Maya Angelou, the author of I Know Why the Caged Bird Sings, was not only an incredible poet, writer, and civil rights activist; she led an extraordinary life. Here are 5 things you didn’t know about Maya Angelou.
1. Starting at almost eight years old, she didn’t speak for five years.
She became mute after her mother’s boyfriend, the man who had raped her, was found beaten to death. By telling her brother about what had happened, Maya believed her voice had killed him. It was her love of books and poetry and a teacher named Bertha Flowers who finally convinced her to speak again, encouraging her to read poetry aloud.

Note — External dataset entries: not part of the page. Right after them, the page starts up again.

PR #175, opened 2026-08-19
fix(worker-wake): main-process watchdog wakes idle workers on undrained inbox

### LINKED ISSUE #151: Worker agents can permanently stall on a delivered inbox message — worker wake is renderer-only with no main-process retry

rekcilyssup:
Closes #151 (fix A — the main-process retry; fix B, the renderer dedup, is already on main).

## Problem
The renderer's idle inbox-wake nudge (`useHive.ts` effect #3) is the ONLY path that wakes a worker parked on an undrained inbox — and it lives on a `setInterval` in the renderer. A throttled or occluded window stops honoring those timers, so the moment mail lands can be missed forever: the worker sits quiet at its prompt with an undrained `inbox/` and never acts (god is unaffected — the main process re-engages it on its heartbeat cadence).

## Fix
A renderer-independent watchdog in the main process: a 15s always-on beat (armed in `armAlwaysOnBeats`, so power-resume re-arms and drains the backlog with the other beats) that finds live workers that are genuinely idle with undrained inbox mail and types the same guarded nudge the renderer would have, directly into the PTY.

New `src/main/workerWake.ts` (`WorkerWakeWatchdog` — electron-free, unit-testable, mirroring `ControlRegistry`):

- **Idle-only**: no PTY output for 12s (`QUIESCE_IDLE_MS`) — a mid-turn worker is never interrupted
- **Boot grace**: 35s from spawn (`BOOT_GRACE_MS`) — the orientation prompt is never mistaken for idle
- **Not paused/halted/autoDeliveryPaused** (`ControlRegistry.snapshot`)
- **No pending HITL**: a permission/approve notification in the hook stream (new optional `HookServer` observer) blocks nudges for 5 minutes
- **Cooldown**: per-worker 60s so the watchdog never stacks on top of the renderer's own nudge
- **God excluded** (its heartbeat path already re-engages it)
- Delivery uses the renderer's exact nudge text + `submitToPty`'s text-then-Enter pattern

## Verification
- 14 new unit tests (`test/worker-wake.test.cjs`) covering the full guard matrix
- Full suite: 272/272 passing, `npm run typecheck` + `npm run build` green

### DIFF
--- a/src/main/hooks.ts
+++ b/src/main/hooks.ts
@@ -67,7 +67,11 @@ export class HookServer {
     private control?: ControlRegistry,
     /** Circuit breaker (Lane A #6.6b) — fed the hook-derived signals (session id,
      *  repeated identical tool calls). Optional so the server still runs without it. */
-    private breaker?: CircuitBreaker
+    private breaker?: CircuitBreaker,
+    /** Optional observer of every hook boundary (agentId, event, message). The
+     *  worker inbox-wake watchdog (workerWake.ts) feeds on this to learn when an
+     *  agent is parked on a permission/HITL prompt so it never types into it. */
+    private onEvent?: (agentId: string | undefined, event: string, message: string | undefined) => void
   ) {}
 
   start(): void {
@@ -115,6 +119,7 @@ export class HookServer {
   private handle(p: HookPayload): unknown {
     const agentId = p.agent_id ?? undefined;
     const event = p.hook_event_name ?? 'Unknown';
+    this.onEvent?.(agentId, event, p.message);
     if (agentId && typeof p.transcript_path === 'string' && p.transcript_path) {
       this.transcriptPaths.set(agentId, p.transcript_path);
     }
--- a/src/main/index.ts
+++ b/src/main/index.ts
@@ -59,6 +59,7 @@ import * as integrations from './integrations';
 import { validateBaseUrl, buildAuthHeaders, resolveUpstreamUrl, secretRefFor, INTEGRATION_TEMPLATES } from '../shared/integrations';
 import { RosterStore } from './roster';
 import { ControlRegistry } from './control';
+import { WorkerWakeWatchdog, WORKER_WAKE_NUDGE, type WorkerWakeFacts } from './workerWake';
 import { fetchHireManifest, readHireManifestFile } from './hire';
 import { parseHireDeepLink, type HireManifest } from '../shared/hire';
 import { ClosingTimeController } from './closingTime';
@@ -262,9 +263,15 @@ let breakerBeatTimer: ReturnType<typeof setInterval> | null = null;
 // Feed the breaker's api_error-storm trip from Oscar's OTel api_error spans —
 // Jim's one breaker input with no on-branch source (telemetry.onApiError seam).
 telemetry.onApiError((agentId) => breaker.recordError(agentId));
+// Worker inbox-wake watchdog (#151): finds idle workers with undrained inbox mail
+// and types the same guarded nudge the renderer would have (so a throttled
+// background window can't leave a worker parked on an unread inbox forever).
+// HookServer feeds it the hook stream so a permission/HITL prompt blocks nudges.
+const workerWake = new WorkerWakeWatchdog();
 // HookServer needs BOTH: Oscar's control registry (HITL pause/gate/steer/halt via
 // hook returns) AND Jim's breaker (feed recordToolUse on each PostToolUse).
-const hookServer = new HookServer(hive, () => liveWebContents(), () => readConfig(), control, breaker);
+const hookServer = new HookServer(hive, () => liveWebContents(), () => readConfig(), control, breaker,
+  (agentId, event, message) => workerWake.noteHook(agentId, event, message));
 const memory = new MemoryManager(
   () => readConfig().harnessHome,
   () => { const c = readConfig(); return { enabled: c.semanticMemory !== false, model: c.embeddingModel ?? 'minilm' }; }
@@ -398,6 +405,8 @@ function teardownPty(id: string): void {
   const agentId = ptyToAgent.get(id);
   if (agentId) {
     ptyToAgent.delete(id);
+    // Drop watchdog state so a dead agent can't get nudged or leak its grace.
+    try { workerWake.forget(agentId, id); } catch { /* best-effort */ }
     // Drop breaker state so a dead agent can't leak/zombie a tripped level.
     try { breaker.forget(agentId); } catch { /* best-effort */ }
     // W1 — kill this agent's proxy-bridge sidecar (qwen), if any, so a dead
@@ -2681,7 +2690,12 @@ async function spawnAgentCore(opts: AgentSpawnOptions, owner: Electron.WebConten
   }
   // Remember which agent owns this PTY so closing the tab can archive it. A
   // live terminal means active — ensureAgent above already cleared `archived`.
-  if (opts.hive?.id) ptyToAgent.set(opts.id, opts.hive.id);
+  if (opts.hive?.id) {
+    ptyToAgent.set(opts.id, opts.hive.id);
+    // Worker inbox-wake watchdog (#151): boot grace starts at spawn so the
+    // initial orientation prompt is never mistaken for an idle agent.
+    workerWake.noteSpawn(opts.id);
+  }
   // Pre-accept Claude Code's bypass-mode warning + folder-trust dialog so the
   // agent (spawned with --permission-mode bypassPermissions) doesn't stall on an
   // interactive prompt it can't answer and exit code 1. Best-effort, never blocks.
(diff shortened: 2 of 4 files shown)


chaitanyagiri:
## TL;DR

Thanks @rekcilyssup — this is careful, well-guarded work, and the design reasoning in your description is genuinely good. I have to lead with the awkward part, though: **#162 is the same fix, by a different author, closing the same issue.** That's a coordination failure on our side, not yours.

**Context:** an agent with unread hive mail gets woken by a nudge typed into its terminal. Today the *only* thing that does that for a worker lives in the renderer, on a `setInterval`. Browsers and Electron throttle timers in occluded or backgrounded windows, so the moment mail lands can be missed indefinitely — the worker sits at its prompt with an undrained `inbox/` forever. (God is unaffected; the main process re-engages it on its own heartbeat.)

**Your fix:** a renderer-independent watchdog in the main process — a 15s always-on beat that finds live, genuinely-idle workers with undrained mail and types the nudge directly into the PTY. New `src/main/workerWake.ts`, electron-free and unit-testable, mirroring `ControlRegistry`.

**Verdict on the code:** correct, cautious, and better-guarded than I expected. Typecheck clean, 272/272 (14 new), merges cleanly, 4 commits behind `main`. The blocking question is which of the two PRs we take.

---

## What I did

Read the diff, read `#162` side by side with it, checked out your branch, ran the type-checker and the full suite, ran your new tests, and tested the merge against current `main`. I also re-read the renderer's effect #3 on `main` to confirm the timer-throttling premise holds.

## Your guard set is the strongest part

A watchdog that types into a terminal is a genuinely dangerous thing to add — get it wrong and it interrupts an agent mid-thought, or races the human. You gated it four ways, and each one is the right gate:

```
   every 15s beat
        │
        ├─ no PTY output for 12s?          ── no ──► skip   (mid-turn worker untouched)
        ├─ ≥35s since spawn?               ── no ──► skip   (boot prompt isn't idleness)
        ├─ not paused/halted/delivery-off? ── no ──► skip   (operator intent respected)
        ├─ no pending HITL notification?   ── no ──► skip   (never answer a permission prompt)
        └─ per-worker cooldown elapsed?    ── no ──► skip   (watchdog + renderer can't double-fire)
                │
                ▼  type the nudge
```

The HITL gate is the one I'd have asked for if it were missing. A worker sitting on a permission prompt *looks* idle by every output-based measure, and typing a nudge into that prompt would answer it with garbage. Wiring a new optional `HookServer` observer to detect it is the right mechanism.

Arming it in `armAlwaysOnBeats` so power-resume re-arms and drains the backlog is a nice touch that suggests you'd actually thought about laptops sleeping.

## What I tested

| Check | Result |
|---|---|
| `node --test test/*.test.cjs` | ✅ 272/272 (258 on `main` + your 14) |
| `test/worker-wake.test.cjs` alone | ✅ passes |
| `workerWake.ts` is electron-free (unit-testable in isolation) | ✅ confirmed |
| Merge against current `main` | ✅ clean, 4 commits behind |

## The duplicate, stated plainly

**#162** (@gpechieu) is a main-process inbox-wake watchdog, closes #151, adds `src/main/inboxWake.ts`, 7 files, 109 lines of tests. **#175** (yours) is a main-process worker-wake watchdog, closes #151, adds `src/main/workerWake.ts`, 4 files, 151 lines of tests. Same problem, same diagnosis, same architectural answer, written independently within days of each other.

Neither of you did anything wrong. #151 wasn't assigned, and nothing in the repo asks contributors to claim an issue before starting — that's a gap in our contribution docs and it has now cost two people a weekend. I've raised it with the maintainer as a process fix, and I'm sorry it landed on you.

Where they differ, honestly:

| | #162 | #175 (this PR) |
|---|---|---|
| Idle signal | derived from real **hook boundaries** (`hookIdleFor`) | **PTY output quiet** for 12s |
| HITL protection | via hook state — `hookIdle` is 0 while a prompt is pending | explicit `HookServer` observer |
| Scope | all agents | workers specifically |
| Preload surface | adds 10 lines | none |
| Tests | 109 lines | 151 lines |

The substantive difference is the idle signal. Hook boundaries are the more *truthful* source — they know what the CLI is actually doing rather than inferring it from silence. But they only exist for hook-bearing providers, and I flagged a gap on #162: a hook-bearing agent that hangs **mid-turn** reports `hookIdle` 0 forever, so that watchdog can never fire for exactly the wedged agent it's meant to rescue. Your output-quiet signal doesn't have that hole — 12s of silence is 12s of silence regardless of why.

So my read is that **your idle signal is more robust and #162's is more precise**, and the best outcome is one watchdog that uses hook state when it's available and falls back to output-quiet when it isn't. That's a merge of the two, not a winner.

@chaitanyagiri — this needs your call, and it should be made before either author rebases. My suggestion: take #162 as the base (it's further along and touches the preload surface already), and ask for this PR's output-quiet fallback and explicit HITL observer to be folded in. But you may reasonably prefer the simpler one.

## One thing to fix either way

`WORKER_WAKE_NUDGE` is a copy of the renderer's nudge string, and **#187 is about to make that text variable** — it adds message ids to the nudge and replaces string-equality dedupe with an `isInboxNudge()` predicate in `src/shared/hiveNudge.ts`. If #187 lands first, your constant will never match a renderer-queued nudge and both can fire for the same mail. Whichever watchdog we take should import that predicate rather than compare against its own literal. Flagged on #187 and #162 too.

## Questions

@rekcilyssup — (1) how do you feel about folding into #162 rather than competing? I'd rather you got credit for the parts of yours that are better than lose the work entirely, and I'll argue for that either way. (2) Did you hit this live — a worker actually stuck on an undrained inbox — or find it by reading `useHive`? A real occurrence helps decide how urgently this ships. (3) Was 12s / 35s / 15s tuned against something, or picked to match the renderer's existing constants?

rekcilyssup:
Thanks @chaitanyagiri — appreciate the careful read and the even-handed triage here. Happy to answer the three questions directly.

**1. Folding into #162 — yes, agreed.** #162 as base, with this PR's output-quiet fallback and the explicit HITL observer folded in. I'd rather see the right watchdog land than win a race, and credit where it's due to @gpechieu for the hook-boundary idle signal. I'm happy to port those pieces over myself if it helps — the two PRs are small enough that a hand-merge beats a diff-y rebase.

**2. Found it by reading useHive, not live.** I reasoned from effect #3's `setInterval` living in the renderer plus Chromium throttling occluded/backgrounded window timers — I never actually observed a worker stuck on an undrained inbox. So I'd echo your urgency read: this is a latent correctness hole rather than an active outage, the kind that gets loud on a laptop that sleeps. Given that, folding rather than rushing to land seems like the right cost.

**3. Tuning.** The 12s / 35s / 15s are not new numbers — they mirror the renderer's constants: `QUIESCE_IDLE_MS = 12000` and `BOOT_GRACE_MS = 35000` in `useHive.ts`, and the 15s beat matches the renderer's `setInterval(poll, 15000)`. The only new values are the 60s per-worker cooldown and the 5-minute HITL rearm, both chosen conservatively: the cooldown comfortably exceeds the renderer's poll interval so the watchdog and renderer can't double-fire on the same mail, and the HITL rearm is deliberately long since a permission prompt the human is deciding on is the one thing we must never type into.

And agreed on the #187 note — `WORKER_WAKE_NUDGE` comparing against its own literal is exactly the fragility you flagged. Whichever watchdog survives should import `isInboxNudge()` from `src/shared/hiveNudge.ts` rather than duplicate the string; I'll make sure that's in whatever lands.

I'll hold the rebase until you and @chaitanyagiri pick a base. Thanks again.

2. She was hired by Market Street Railway as San Francisco’s first African-American female cable car conductor.
She most likely worked on the 7-Haight line, according to Market Street Railway.
3. She was a calypso dancer at The Purple Onion nightclub.
“Everything in the universe has a rhythm, everything dances,” she wrote in her most famous work, I Know Why the Caged Bird Sings. “A shake dancer in night clubs,” Angelou recalled in her book, Gather Together In My Name, she trained as a dancer with Martha Graham and she chose the stage name “Maya Angelou” (she was born Marguerite Annie Johnson).
4. She lived in Egypt and then in Ghana.
She fell in love with the South African civil rights activist Vusumzi Make and moved with him and her son, Guy, to Cairo, then later with Guy to Ghana. She worked as the editor of The Arab Observer in Egypt and taught music and dance at the University of Ghana. Ghana featured her on a stamp in 1988.
5. She began her masterpiece I Know Why the Caged Bird Sings on a dare.
Writer James Baldwin dared her to write an autobiography, telling her it was the most challenging project possible for an author, after her storytelling skills impressed him at a dinner party.